The term breast cancer survivor is, in itself, often contested. Some feel that the word is a narrow description of the experiences that going through breast cancer entails; others feel it tends to take out of the equation people who are dying of cancer and still some feel that the word places emphasis on longevity so that quality of life is inadvertently ignored or subsumed.

Some illnesses are over when they are over while some stay around and need to be managed for the rest of a person’s life. Breast cancer falls under neither category. After all the treatments are done, there is no maintenance pill to keep cancer at bay the way medication would control hypertension or diabetes. Most of all, people who have gone through breast cancer are never able to say it is over. In fact health professionals are careful about declaring that patients are cured; usually survivors are merely pronounced cancer-free.

What Happens After Treatments

After six months to maybe a year of marathon treatments, most cancer survivors are eager to go back to normal living. The first thing they get to realize is that life after breast cancer treatments does not mean closing the book on breast cancer; it merely means moving on to another chapter of the same book.

Breast cancer survivors expect that they will be able to at last go back to their old routine and be as productive as before. Instead, they find that living as a survivor means being able to first of all deal with some situations common to those who have gone through treatments:

1. Even after their hair and eyebrows have grown back, survivors often find that they suffer from lack of energy and constant fatigue. Six months to a year of multiple cycles of chemo, plus surgery plus radiation will take their toll on the human body. The body needs to recover from the all-encompassing onslaught and recovery is a process that cannot be rushed. Often the fatigue comes partly from low blood counts – a result of the body’s decreased ability to produce red blood cells, immune cells, and platelets.

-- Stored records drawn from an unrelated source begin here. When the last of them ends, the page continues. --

PR #8054, opened 2025-12-24
Optimize some methods by batching SQL and reducing the number of DB calls

atiq-bs23:
This PR optimizes several methods by batching SQL operations and reducing the number of database calls.
The goal is to improve performance and efficiency while keeping the existing behavior unchanged


atiq-bs23:
@skoshelev

skoshelev:
Hi @atiq-bs23.

Thank you for your work, but I can't accept this PR. Numerous markup changes unrelated to the main goal greatly complicate the analysis. It would be better to create separate PRs for each method, or at least for each service.

atiq-bs23:
@skoshelev thank you, I'll create PRs separately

The only way that the problem of fatigue can be resolved is to eat right, get regular physical exercise at the level the body can handle. Some survivors keep a daily journal of their daily activities and take note of when their energy levels are up and when these plummet. This enables them to plan their days accordingly and to include a daily time for rest.

2. Many women who come out wining in their fight against breast cancer find they have to deal with “chemo brain.” This term refers to post treatment mental changes that include diminished memory and inability to focus. As a rule, in order to recover from the after effects of treatments, it takes the body the same amount of time that the whole cancer episode took – from the time of discovery to the last drop of chemo.

3. While living with the demands of a recovering body, many learn that the most valuable lesson of all is learning to adjust their priorities and concentrate on the important things. The phrase “Don’t sweat the small stuff.” might as well have been coined for people who have managed to beat cancer. Survivors learn not to waste their energy on trying to get everything perfectly done. Once they can let go of the nonessentials, they learn to live well, eat well and enjoy each day, no matter how imperfect, as a precious gift.